PR #31688, opened 2026-06-19
BUG: Fix signed integer overflow in datetime.c

### LINKED ISSUE #31686: BUG: Signed integer overflow in datetime.c:days_to_yearsdays on near-minimum np.datetime64
### Describe the issue:

There is a signed integer overflow in `numpy/_core/src/multiarray/datetime.c` when converting a `datetime64` object near `INT64_MIN` to a Python object via `.item()`.

Specifically, on this line: 

https://github.com/numpy/numpy/blob/7dfe67ef29c771c127130e1b72e243b7ff804360/numpy/_core/src/multiarray/datetime.c#L171

```python
import numpy as np

info = np.iinfo(np.int64)
dt64 = np.datetime64(info.min + 1, "D")

dt64.item()
# ../../numpy/_core/src/multiarray/datetime.c:171:31: runtime error: signed integer overflow:
# -9223372036854775807 - 10957 cannot be represented in type 'npy_int64' (aka 'long')
```

### Error message:

```shell
SUMMARY: UndefinedBehaviorSanitizer: undefined-behavior ../../numpy/_core/src/common/cblasfuncs.c:548:9 
../../numpy/_core/src/multiarray/datetime.c:171:31: runtime error: signed integer overflow: -9223372036854775807 - 10957 cannot be represented in type 'npy_int64' (aka 'long')
    #0 0x7b5de65e29e7 in days_to_yearsdays /home/alvaro/numpy/build/cp313/../../numpy/_core/src/multiarray/datetime.c:171:31
    #1 0x7b5de65a9411 in set_datetimestruct_days /home/alvaro/numpy/build/cp313/../../numpy/_core/src/multiarray/datetime.c:265:17
    #2 0x7b5de65adefc in NpyDatetime_ConvertDatetime64ToDatetimeStruct /home/alvaro/numpy/build/cp313/../../numpy/_core/src/multiarray/datetime.c:486:13
    #3 0x7b5de65ccaf1 in convert_datetime_to_pyobject /home/alvaro/numpy/build/cp313/../../numpy/_core/src/multiarray/datetime.c:2863:9
    #4 0x7b5de5afd18d in DATETIME_getitem /home/alvaro/numpy/build/cp313/../../numpy/_core/src/multiarray/arraytypes.c.src:1182:12
    #5 0x7b5de672bf39 in PyArray_GETITEM /home/alvaro/numpy/build/cp313/../../numpy/_core/src/multiarray/dtypemeta.h:304:12
    #6 0x7b5de672bdd7 in PyArray_MultiIndexGetItem /home/alvaro/numpy/build/cp313/../../numpy/_core/src/multiarray/item_selection.c:3161:12
    #7 0x7b5de67c9f15 in array_toscalar /home/alvaro/numpy/build/cp313/../../numpy/_core/src/multiarray/methods.c:748:12
    #8 0x00000181878e in cfunction_call (/home/alvaro/.local/share/uv/python/cpython-3.13.9-linux-x86_64-gnu/bin/python3.13+0x181878e)
    #9 0x000001851a76 in _PyObject_Call (/home/alvaro/.local/share/uv/python/cpython-3.13.9-linux-x86_64-gnu/bin/python3.13+0x1851a76)
    #10 0x7b5de61ef314 in gentype_generic_method /home/alvaro/numpy/build/cp313/../../numpy/_core/src/multiarray/scalartypes.c.src:143:15
    #11 0x7b5de61eae2f in gentype_item /home/alvaro/numpy/build/cp313/../../numpy/_core/src/multiarray/scalartypes.c.src:2123:12
    #12 0x000001ad27c1 in method_vectorcall_VARARGS.llvm.16033483530146946230.warm (/home/alvaro/.local/share/uv/python/cpython-3.13.9-linux-x86_64-gnu/bin/python3.13+0x1ad27c1)
    #13 0x000001823185 in _PyEval_EvalFrameDefault (/home/alvaro/.local/share/uv/python/cpython-3.13.9-linux-x86_64-gnu/bin/python3.13+0x1823185)
    #14 0x0000018aa113 in PyEval_EvalCode (/home/alvaro/.local/share/uv/python/cpython-3.13.9-linux-x86_64-gnu/bin/python3.13+0x18aa113)
    #15 0x0000018a5239 in run_eval_code_obj (/home/alvaro/.local/share/uv/python/cpython-3.13.9-linux-x86_64-gnu/bin/python3.13+0x18a5239)
    #16 0x0000018dc182 in run_mod.llvm.12468226955389376524 (/home/alvaro/.local/share/uv/python/cpython-3.13.9-linux-x86_64-gnu/bin/python3.13+0x18dc182)
    #17 0x000001a08446 in pyrun_file (/home/alvaro/.local/share/uv/python/cpython-3.13.9-linux-x86_64-gnu/bin/python3.13+0x1a08446)
    #18 0x000001a07b36 in _PyRun_SimpleFileObject (/home/alvaro/.local/share/uv/python/cpython-3.13.9-linux-x86_64-gnu/bin/python3.13+0x1a07b36)
    #19 0x000001a0764f in _PyRun_AnyFileObject (/home/alvaro/.local/share/uv/python/cpython-3.13.9-linux-x86_64-gnu/bin/python3.13+0x1a0764f)
    #20 0x000001a075f5 in pymain_run_file_obj (/home/alvaro/.local/share/uv/python/cpython-3.13.9-linux-x86_64-gnu/bin/python3.13+0x1a075f5)
    #21 0x000001a074d9 in pymain_run_file (/home/alvaro/.local/share/uv/python/cpython-3.13.9-linux-x86_64-gnu/bin/python3.13+0x1a074d9)
    #22 0x000001997e91 in Py_RunMain (/home/alvaro/.local/share/uv/python/cpython-3.13.9-linux-x86_64-gnu/bin/python3.13+0x1997e91)
    #23 0x000001997b44 in pymain_main.llvm.12760885333831575200 (/home/alvaro/.local/share/uv/python/cpython-3.13.9-linux-x86_64-gnu/bin/python3.13+0x1997b44)
    #24 0x00000199792c in main (/home/alvaro/.local/share/uv/python/cpython-3.13.9-linux-x86_64-gnu/bin/python3.13+0x199792c)
    #25 0x7f5dfbef3680 in __libc_start_call_main (/lib64/libc.so.6+0x3680) (BuildId: 18472003bbf1c5f098a09b5016b9b8bd4c7c59f0)
    #26 0x7f5dfbef3797 in __libc_start_main@GLIBC_2.2.5 (/lib64/libc.so.6+0x3797) (BuildId: 18472003bbf1c5f098a09b5016b9b8bd4c7c59f0)
    #27 0x0000019fff68 in _start (/home/alvaro/.local/share/uv/python/cpython-3.13.9-linux-x86_64-gnu/bin/python3.13+0x19fff68)

SUMMARY: UndefinedBehaviorSanitizer: undefined-behavior ../../numpy/_core/src/multiarray/datetime.c:171:31
```

2.6.0.dev0+git20260618.7dfe67e
3.13.9 (main, Oct 28 2025, 12:10:42) [Clang 20.1.4 ]

### Runtime Environment:

_No response_

This was originally found in https://github.com/pandas-dev/pandas/pull/65831.

AnkitAhlawat7742:
### PR summary

PR fixes a signed integer overflow in `numpy/_core/src/multiarray/datetime.c `that occurs when converting datetime64 values near INT64_MIN to Python objects via `.item().the days_to_yearsdays() `function performs `(*days_) - (365*30 + 7)` which causes undefined behavior when `*days_ is near INT64_MIN` . this solution will Reordered arithmetic operations to avoid overflow

NA

### DIFF
--- a/numpy/_core/src/multiarray/datetime.c
+++ b/numpy/_core/src/multiarray/datetime.c
@@ -167,12 +167,27 @@ static npy_int64
 days_to_yearsdays(npy_int64 *days_)
 {
     const npy_int64 days_per_400years = (400*365 + 100 - 4 + 1);
+    const npy_int64 days_offset = (365*30 + 7);
     /* Adjust so it's relative to the year 2000 (divisible by 400) */
-    npy_int64 days = (*days_) - (365*30 + 7);
+    npy_int64 days;
     npy_int64 year;
 
+    if (*days_ < NPY_MIN_INT64 + days_offset) {
+        /* Extract 400-year cycles first to reduce magnitude */
+        days = *days_;
+        year = 400 * extract_unit_64(&days, days_per_400years);
+        days -= days_offset;
+        if (days < 0) {
+            days += days_per_400years;
+            year -= 400;
+        }
+    }
+    else {
+        days = (*days_) - days_offset;
+        year = 400 * extract_unit_64(&days, days_per_400years);
+    }
+
     /* Break down the 400 year cycle to get the year and day within the year */
-    year = 400 * extract_unit_64(&days, days_per_400years);
 
     /* Work out the year/day within the 400 year cycle */
     if (days >= 366) {
--- a/numpy/_core/src/multiarray/datetime.c
+++ b/numpy/_core/src/multiarray/datetime.c
@@ -174,13 +174,9 @@ days_to_yearsdays(npy_int64 *days_)
 
     if (*days_ < NPY_MIN_INT64 + days_offset) {
         /* Extract 400-year cycles first to reduce magnitude */
-        days = *days_;
+        days = *days_ + (days_per_400years - days_offset);
         year = 400 * extract_unit_64(&days, days_per_400years);
-        days -= days_offset;
-        if (days < 0) {
-            days += days_per_400years;
-            year -= 400;
-        }
+        year -= 400;
     }
     else {
         days = (*days_) - days_offset;
--- a/numpy/_core/tests/test_datetime.py
+++ b/numpy/_core/tests/test_datetime.py
@@ -1268,18 +1268,12 @@ class TestDateTime:
     def test_datetime64_item_int64_min_edge_case(self):
         info = np.iinfo(np.int64)
 
-        # Test INT64_MIN + 1
-        dt64 = np.datetime64(info.min + 1, "D")
-        result = dt64.item()
-        # For dates outside Python's datetime range (year 1-9999),
-        # NumPy returns the raw integer value
-        assert isinstance(result, (int, datetime.date))
-
-        # Test a few more extreme negative values
         for offset in [1, 2, 100, 1000, 10000]:
             dt64 = np.datetime64(info.min + offset, "D")
             result = dt64.item()
-            assert isinstance(result, (int, datetime.date))
+            # expected integer value
+            assert result == info.min + offset
+            assert isinstance(result, int)
 
     def test_pyobject_roundtrip(self):
         # All datetime types should be able to roundtrip through object
--- a/numpy/_core/tests/test_datetime.py
+++ b/numpy/_core/tests/test_datetime.py
@@ -1265,6 +1265,22 @@ class TestDateTime:
         assert small * np.int64(7) == np.timedelta64(21, "s")
         assert np.int64(7) * small == np.timedelta64(21, "s")
 
+    def test_datetime64_item_int64_min_edge_case(self):
+        info = np.iinfo(np.int64)
+
+        # Test INT64_MIN + 1
+        dt64 = np.datetime64(info.min + 1, "D")
+        result = dt64.item()
+        # For dates outside Python's datetime range (year 1-9999),
+        # NumPy returns the raw integer value
+        assert isinstance(result, (int, datetime.date))
+
+        # Test a few more extreme negative values
+        for offset in [1, 2, 100, 1000, 10000]:
+            dt64 = np.datetime64(info.min + offset, "D")
+            result = dt64.item()
+            assert isinstance(result, (int, datetime.date))
+
     def test_pyobject_roundtrip(self):
         # All datetime types should be able to roundtrip through object
         a = np.array([0, 0, 0, 0, 0, 0, 0, 0, 0,


numpy/_core/src/multiarray/datetime.c
```diff
@@ -167,12 +167,27 @@ static npy_int64
...
     const npy_int64 days_per_400years = (400*365 + 100 - 4 + 1);
+    const npy_int64 days_offset = (365*30 + 7);
     /* Adjust so it's relative to the year 2000 (divisible by 400) */
-    npy_int64 days = (*days_) - (365*30 + 7);
+    npy_int64 days;
     npy_int64 year;
 
+    if (*days_ < NPY_MIN_INT64 + days_offset) {
+        /* Extract 400-year cycles first to reduce magnitude */
+        days = *days_;
```
MaanasArora: I think you could just add `days_per_400years` here, then we lose the `days < 0` check (just always `year -= 400`). Since `days_` is so negative this should be safe.

To make this read even simpler, you could add `days_per_400years - days_offset`, then you don't need to subtract from days below.

numpy/_core/src/multiarray/datetime.c
```diff
@@ -167,12 +167,27 @@ static npy_int64
...
+        year = 400 * extract_unit_64(&days, days_per_400years);
+        days -= days_offset;
+        if (days < 0) {
+            days += days_per_400years;
+            year -= 400;
+        }
+    }
+    else {
```
MaanasArora, line 181: Hmm, if you simplify as above, we only have the identical  `extract_unit_64` line here; it might be nice to somehow lose this else branch. It could work if we get rid of `year -= 400` by initializing `year = 0` then `-400`. Just a nit though!

Edit: sorry, I don't think we should actually do this, feel free to ignore.

numpy/_core/tests/test_datetime.py
```diff
@@ -1265,6 +1265,22 @@ def test_arithmetic_valid_boundary(self):
         assert small * np.int64(7) == np.timedelta64(21, "s")
         assert np.int64(7) * small == np.timedelta64(21, "s")
 
+    def test_datetime64_item_int64_min_edge_case(self):
+        info = np.iinfo(np.int64)
+
+        # Test INT64_MIN + 1
+        dt64 = np.datetime64(info.min + 1, "D")
```
MaanasArora: This can be folded into the below for loop, already is there actually. (Then you could parametrize if you want, the test is not really that big though.)

numpy/_core/tests/test_datetime.py
```diff
@@ -1265,6 +1265,22 @@ def test_arithmetic_valid_boundary(self):
...
+        result = dt64.item()
+        # For dates outside Python's datetime range (year 1-9999),
+        # NumPy returns the raw integer value
+        assert isinstance(result, (int, datetime.date))
```
MaanasArora: Not sure this is helpful, given those are the only two plausible dtypes and the segfault tested would happen above. For correctness it would be much better to check the actual values equal if `int` at least. Not sure, is there any reason we are including `datetime.date` anyway? These all seem to be small enough values that we should expect `int`?

MaanasArora (commented):
Thanks, this would solve the issue I think! Just a refactor suggestion and should improve the test. That said, I actually couldn't reproduce this bug on main, which could be because C behavior with `iinfo` depends on the environment. Could you check if you can reproduce and if the test fails on main for you? (Fine if not I guess, but then we should maybe try to test this where it does...)

numpy/_core/src/multiarray/datetime.c
AnkitAhlawat7742: Thanks for the review. 
I agree, and I've updated the code accordingly.

numpy/_core/tests/test_datetime.py
AnkitAhlawat7742: Agree , Test case has been updated .

AnkitAhlawat7742:
> Thanks, this would solve the issue I think! Just a refactor suggestion and should improve the test. That said, I actually couldn't reproduce this bug on main, which could be because `iinfo` depends on the environment. Could you check if you can reproduce and if the test fails on main for you? (Fine if not I guess, but then we should maybe try to test this where it does...)

Thanks for the review ...!!
For testing, I've informed the bug reporter(seems like it is happening in panda's side ) to verify it from their side as well, so we can confirm that the issue has been fully resolved.

numpy/_core/src/multiarray/datetime.c
```diff
@@ -167,12 +167,23 @@ static npy_int64
...
 {
     const npy_int64 days_per_400years = (400*365 + 100 - 4 + 1);
+    const npy_int64 days_offset = (365*30 + 7);
     /* Adjust so it's relative to the year 2000 (divisible by 400) */
-    npy_int64 days = (*days_) - (365*30 + 7);
+    npy_int64 days;
     npy_int64 year;
 
+    if (*days_ < NPY_MIN_INT64 + days_offset) {
+        /* Extract 400-year cycles first to reduce magnitude */
```
MaanasArora, line 176:
```suggestion
        /* Add 400-year cycle to ensure days does not overflow */
```

Seems clearer!

MaanasArora (approved):
Thanks, sorry, my previous comment was a bit misleading - this should be tested with UBSan, in which case this _does_ fail on main for me, so I think CI will catch it and the test looks good. Would be nice to check with pandas but aside from fixing the comment this looks good to me!

Edit: sorry, UBSan actually doesn't run on CI it seems. Not sure here, I'll wait for maintainer review for other opinions on testing.

numpy/_core/src/multiarray/datetime.c
```diff
@@ -167,12 +167,23 @@ static npy_int64
 days_to_yearsdays(npy_int64 *days_)
 {
     const npy_int64 days_per_400years = (400*365 + 100 - 4 + 1);
+    const npy_int64 days_offset = (365*30 + 7);
     /* Adjust so it's relative to the year 2000 (divisible by 400) */
```
ngoldbaum, line 171: this comment is orphaned now, move it above the if statement?

ngoldbaum (commented):
Thanks, I agree that this fixes the bug.

However, doesn't the exact same bug happen elsewhere?

For example:

https://github.com/numpy/numpy/blob/ec56e828ca347ab14088413e23135fd983e53bb6/numpy/_core/src/multiarray/datetime.c#L313
https://github.com/numpy/numpy/blob/ec56e828ca347ab14088413e23135fd983e53bb6/numpy/_core/src/multiarray/datetime.c#L317
https://github.com/numpy/numpy/blob/ec56e828ca347ab14088413e23135fd983e53bb6/numpy/_core/src/multiarray/datetime.c#L330
https://github.com/numpy/numpy/blob/ec56e828ca347ab14088413e23135fd983e53bb6/numpy/_core/src/multiarray/datetime.c#L337-L399

Can't all of these mathematical operations on signed integers possibly overflow?

I would much rather we solve this generically rather than a one-off fix for this one particular issue.

Another way to fix this is to do intermediate calculations in a higher precision integer. We have a 128 bit integer implementation in NumPy for this purpose. That said, only the `year` is int64, everything else is `int32` so you could cast to int64 cheaply for those cases.

> Edit: sorry, UBSan actually doesn't run on CI it seems. Not sure here, I'll wait for maintainer review for other opinions on testing.

Yes it does: https://github.com/numpy/numpy/actions/runs/27960070587/job/82738842115?pr=31688

MaanasArora:
> Yes it does:

Ah sorry again, I just noticed that the test in this PR passes on main even on the UBSAN run (I accidentally opened https://github.com/numpy/numpy/pull/31713 and was then surprised). So we may need a stronger test. But I suppose we should be taking the generic approach.

Alvaro-Kothe:
> Yes it does: https://github.com/numpy/numpy/actions/runs/27960070587/job/82738842115?pr=31688

It seems that NumPy suppresses signed integer overflow in CI.

https://github.com/numpy/numpy/blob/ccfa0572e3fb8e2e59e82122460b7c87dff77c73/.github/workflows/compiler_sanitizers.yml#L82

https://github.com/numpy/numpy/blob/ccfa0572e3fb8e2e59e82122460b7c87dff77c73/tools/ci/ubsan_suppressions_arm64.txt#L8

ngoldbaum:
Yeah, we want to eventually delete all those suppressions by fixing these bugs!

AnkitAhlawat7742:
Thank you for the feedback, @ngoldbaum and  @MaanasArora 
 can we take this fix for the issue which is raised by @Alvaro-Kothe ? and I can create a follow-up PR for a comprehensive overflow 
what you guys say ?

ngoldbaum:
Please go ahead. Also for future notice, you don't need to ask to take up PRs like that. It just causes delays.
·····
• [WORK TO BE COMPLETED]
Every line of the listing that holds "take" should be found and copied.

• [EXERCISE OUTPUT]
 can we take this fix for the issue which is raised by @Alvaro-Kothe ? and I can create a follow-up PR for a comprehensive overflow 
Please go ahead. Also for future notice, you don't need to ask to take up PRs like that. It just causes delays.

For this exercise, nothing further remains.